To address the computational bottleneck in MuZero’s Monte Carlo Tree Search (MCTS) caused by sequential tree expansion, this paper introduces TransZero—the first model-based reinforcement learning algorithm enabling fully parallel expansion of entire subtrees. Methodologically, TransZero replaces recursive state simulation with a Transformer-based multi-step latent state transition model and introduces a Mean-Variance Constrained (MVC) evaluator that decouples node value and policy estimation from sequential visit counting, thereby supporting unordered, parallel evaluation. Empirically, on MiniGrid and LunarLander benchmarks, TransZero achieves up to 11× wall-clock speedup over MuZero while preserving identical sample efficiency. This work establishes, for the first time, a scalable, parallel planning paradigm for MCTS within deep model-based frameworks.
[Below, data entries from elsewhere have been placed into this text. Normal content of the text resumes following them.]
PR #124, opened 2020-01-11
Update Date Picker API

NickSiena:
Updated Date Picker API with new Material UI. Updated 1/11/2020 by Nick Siena.

### DIFF
--- a/package.json
+++ b/package.json
@@ -1,20 +1,12 @@
-{
-  "name": "treetracker-admin",
-  "version": "1.2.1",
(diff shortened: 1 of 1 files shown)


sjaymoon15:
There might have been a mistake during making this PR because it looks like it's overwriting the `package.json` file entirely ?

NickSiena:
@sjaymoon15 Dadiorchen told me to delete and replace the old code with the new code. That's exactly what I did. Thanks.

ZavenArra:
Package.json was replaced with html file, which is a clear error in this PR

Issue #123, opened 2020-01-06
improve the data picker component


dadiorchen:
Now, we are using the built-in date picker in material-UI,  it 's not good, including bad UX, and bad UI, and prone to misoperation. So we need to replace it with a better one, materialUI recommend an alternative, (https://material-ui.com/components/pickers/#material-ui-pickers) , I thought it looks good, and if you have other suggestion, welcome.
<img width="329" alt="Screen Shot 2019-10-01 at 8 46 10 AM" src="https://user-images.githubusercontent.com/5744708/71789655-4c69fa80-3067-11ea-89a0-5683b2db2c57.png">
<img width="361" alt="Screen Shot 2019-10-01 at 8 46 25 AM" src="https://user-images.githubusercontent.com/5744708/71789661-52f87200-3067-11ea-8c5b-9e6103fd35b7.png">

PR #127, opened 2020-01-15
Update/material ui pickers

sjaymoon15:
Implementation of Issue #123

### DIFF
--- a/client/src/components/Filter.js
+++ b/client/src/components/Filter.js
@@ -48,8 +48,8 @@ const styles = theme => {
 
 function Filter(props) {
   const { classes, filter } = props;
-  const dateStartDefault = '1970-01-01';
-  const dateEndDefault = `${dateformat(Date.now(), 'yyyy-mm-dd')}`;
+  const dateStartDefault = null;
+  const dateEndDefault = null;
   const [treeId, setTreeId] = useState(filter.treeId);
   const [planterId, setPlanterId] = useState(filter.planterId);
   const [deviceId, setDeviceId] = useState(filter.deviceId);
@@ -65,13 +65,15 @@ function Filter(props) {
   const [dateEnd, setDateEnd] = useState(filter.dateEnd || dateEndDefault);
 
   const handleDateStartChange = date => {
-    const formattedDate = dateformat(date, 'yyyy-mm-dd');
-    setDateStart(formattedDate);
+    setDateStart(date);
   };
 
   const handleDateEndChange = date => {
-    const formattedDate = dateformat(date, 'yyyy-mm-dd');
-    setDateEnd(formattedDate);
+    setDateEnd(date);
+  };
+
+  const formatDate = date => {
+    return dateformat(date, 'yyyy-mm-dd');
   };
 
   function handleClear() {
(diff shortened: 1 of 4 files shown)


client/src/components/Filter.js
```diff
@@ -1,306 +1,293 @@
...
+    setDateStart(formattedDate);
+  };
 
-	function handleDateEndChange(e){
-		setDateEnd(e.target.value || dateEndDefault)
-	}
+  const handleDateEndChange = date => {
+    const formattedDate = dateformat(date, 'yyyy-mm-dd');
+    setDateEnd(formattedDate);
+  };
```
sjaymoon15: Changed `handleDateStartChange` and `handleDateEndChange` for the date picker change.

client/src/components/Filter.js
```diff
@@ -1,306 +1,293 @@
...
+            format='MM/dd/yyyy'
+            margin='normal'
+            id='end-date-picker'
+            label='End Date'
+            value={dateEnd}
+            onChange={handleDateEndChange}
+            KeyboardButtonProps={{
+              'aria-label': 'change date'
+            }}
+            className={classes.dateInput}
```
sjaymoon15, line 280: Replaced the current date picker with material ui date picker. `OutlinedInput`s were replaced with `KeyboardDatePicker`

client/src/components/Filter.js
```diff
@@ -1,306 +1,293 @@
...
+import MenuItem from '@material-ui/core/MenuItem';
+import FilterModel from '../models/Filter';
+import dateformat from 'dateformat';
+import GSInputLabel from './common/InputLabel';
+import classNames from 'classnames';
+import DateFnsUtils from '@date-io/date-fns';
+import {
+  MuiPickersUtilsProvider,
+  KeyboardDatePicker
+} from '@material-ui/pickers';
```
sjaymoon15, line 19: Libraries added for this update.

sjaymoon15:
Thanks for testing and checking for different behaviors. Will look into this soon !

sjaymoon15:
1. because the new component can not set year directly( I'm correct?), so we must be sure we can input the date string in the input field, now, it does not work, I get error when I delete chars
=> You are correct.
=> And This has been added in the last commit

2.you might notice that I set the date (1970-now) by default, actually this is bad implement, I have to do so because the old component is ugly, I must set some date to avoid some kind of error( I forgot the detail), so if you can remove the default date ( that means if users do not set date proactively, then date is not a filter condition) , that would be wonderful!
=> This has been added in the last commit

3. when I click a date on the component, why it can not select the date and disappear? yes, the date was selected, but the component can't disappear after clicking.
I'm using Chrome 79
=> In order to make the calendar disappear after clicking a date, you need to click anywhere outside of the calendar (or simply press ESC key). This seems to be the default behavior of the date picker library. (https://material-ui.com/components/pickers/#material-ui-pickers)


Would love to get some feedback on these changes.
Especially for number 2 change, in the Filter.js file (client/src/models/Filter.js),rn It does not seem to handle the case when both start date and end date are falsy.

dadiorchen:
I will check the number 2 on my pc, I thought you are correct, Filter.js maybe do not support this change

about the UX of this component, if found a demo on materialUI
Untitled_ Jan 18 2020 9_07 AM
, maybe we can follow this one?  If we use this demo, I thought it will benefit both number 1, and number 3, support year selection and click 'OK' to finish the operation.\

thanks for your efficient work!

sjaymoon15:
Update has been pushed to this PR. 
I replaced the Date picker inline with the Date picker dialog which is the one you shared in the last comment. I like that option to also pick the year as well.  @dadiorchen

dadiorchen:
thanks! I think it's good enough to merge to reop, although there might be tiny bugs in this function, let's solve it in future when we get some bugs, ( mostly it's because we changed the logical, remove the default date as a filter condition)

dadiorchen:
solved #123

Issue #113, opened 2019-11-18
"Reject All" for bulk reject


sebastiangaertner:
Additional to the "Approve All" there must be a "Reject All" batch button.

qdcheng1:
Can I take this?

Davidezrajay:
@david-mike This is still a valid ticket. Thanks it would be great to have!

qdcheng1:
This ticket could be closed?

PR #128, opened 2020-01-22
Reject All

qdcheng1:
Add Reject All feature for bulk reject. Modify the verity state to support reject all.

### DIFF
--- a/client/src/components/TreeImageScrubber.js
+++ b/client/src/components/TreeImageScrubber.js
@@ -328,6 +328,39 @@ const TreeImageScrubber = ({ getScrollContainerRef, ...props }) => {
                     onClick={async () => {
                       if (
                         window.confirm(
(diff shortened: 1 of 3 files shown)


Davidezrajay:
#113

dadiorchen:
David, I tried your code, found some problem, it seems like when rejecting all operation, it would led to some disorder status, look below gif, when I rejected a tree, then tried to undo this operation, then I got a tree list with wrong order, looks like the order direction has been reversed, and I thought I met some other wrong case, try this: ( select a range, approve all, then undo it, then select another range, then reject all, check the result)
Untitled_ Jan 24 2020 10_40 AM

dadiorchen:
@david-mike

qdcheng1:
For the first case, it did cause wrong order. I found the same thing happen to Approve All as well. Since they call the same undo method. I need to fix the undo method. I did not get the other cases. Could you explain them in details?

PR #160, opened 2020-04-04
Trees to verify counter V2

### LINKED ISSUE #133: Show "trees to verify" counter
Show "# trees to verify" 
This number is the number of trees have not been given any tags.

gracewylu:
Second attempt at trees to verify counter:
- [x] API call to grab number of unverified trees
- [x] updates count when trees get approved/rejected

- resolves https://github.com/Greenstand/treetracker-admin/issues/133

Screen Shot 2020-04-04 at 6 57 34 PM

### DIFF
--- a/client/src/api/treeTrackerApi.js
+++ b/client/src/api/treeTrackerApi.js
@@ -81,5 +81,9 @@ export default {
     })
       .then(handleResponse)
       .catch(handleError);
+  },
+  getUnverifiedTreeCount() {
+    const query = `${baseUrl}/trees/count?where[approved]=false&where[active]=true`;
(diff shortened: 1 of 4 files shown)


dadiorchen:
@gracewylu very nice! It is reaching the satisfaction almost, just one thing, I hope you can add a test to cover your code added into the model file, I mean the stuff you added into the client/src/models/verity.js file, can you do that? We have some examples in the test file, client/src/models/verity.test.js, ask me if you run into problem.

gracewylu:
@dadiorchen I tried adding a basic test case but let me know if I need to add more!

PR #176, opened 2020-05-06
fix docker for development 

### LINKED ISSUE #174: Docker is broken...
Out docker for development is broken, can not start up our client, seeking one who is familiar with docker to help us out.

gracewylu:
- fixes https://github.com/Greenstand/treetracker-admin/issues/174

Docker initially wasn't working for me but I was able to find this github issue (https://github.com/facebook/create-react-app/issues/8688) that listed the following:

> Adding `stdin_open: true` to the docker-compose file solved the issue for me

It seems like a recent update to `react-scripts` has caused Docker to fail for many others and I think because we updated `package.json` in our latest merged in code it caused us to update `react-scripts` as well. 

> Adding `stdin_open: true` or `tty: true` to the docker-compose file works.
> 
> stdin_open stands for interactive and tty means terminal. If you do a quick google search you find this:
> Screen Shot 2020-03-24 at 11 22 29
> 
> [7e6d6cd](https://github.com/facebook/create-react-app/commit/7e6d6cd05f3054723c8b015c813e13761659759e) clearly indicates a check for interactivity.
> 
> docker run by default allocates tty. So that's why that works.
> https://docs.docker.com/compose/reference/run/
> 
> Docker's documentation says: "For interactive processes (like a shell), you must use -i -t together in order to allocate a tty for the container process."
> 
> https://docs.docker.com/engine/reference/run/#foreground

Would like for others to test before & after to see if this PR fixes the docker issue for them as well!

### DIFF
--- a/dev/compose/docker-compose.yml
+++ b/dev/compose/docker-compose.yml
@@ -13,6 +13,7 @@ services:
      - "3001:3000"
     volumes:
      - ../../client:/opt/admin-web
+    stdin_open: true
   treetracker-admin-api:
     container_name: "treetracker-admin-api"
     image: "treetracker-admin-api:latest"


dadiorchen:
@gracewylu Awsome! It works, You made huge help!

We present TransZero, a model-based reinforcement learning algorithm that removes the sequential bottleneck in Monte Carlo Tree Search (MCTS). Unlike MuZero, which constructs its search tree step by step using a recurrent dynamics model, TransZero employs a transformer-based network to generate multiple latent future states simultaneously. Combined with the Mean-Variance Constrained (MVC) evaluator that eliminates dependence on inherently sequential visitation counts, our approach enables the parallel expansion of entire subtrees during planning. Experiments in MiniGrid and LunarLander show that TransZero achieves up to an eleven-fold speedup in wall-clock time compared to MuZero while maintaining sample efficiency. These results demonstrate that parallel tree construction can substantially accelerate model-based reinforcement learning, bringing real-time decision-making in complex environments closer to practice. The code is publicly available on GitHub.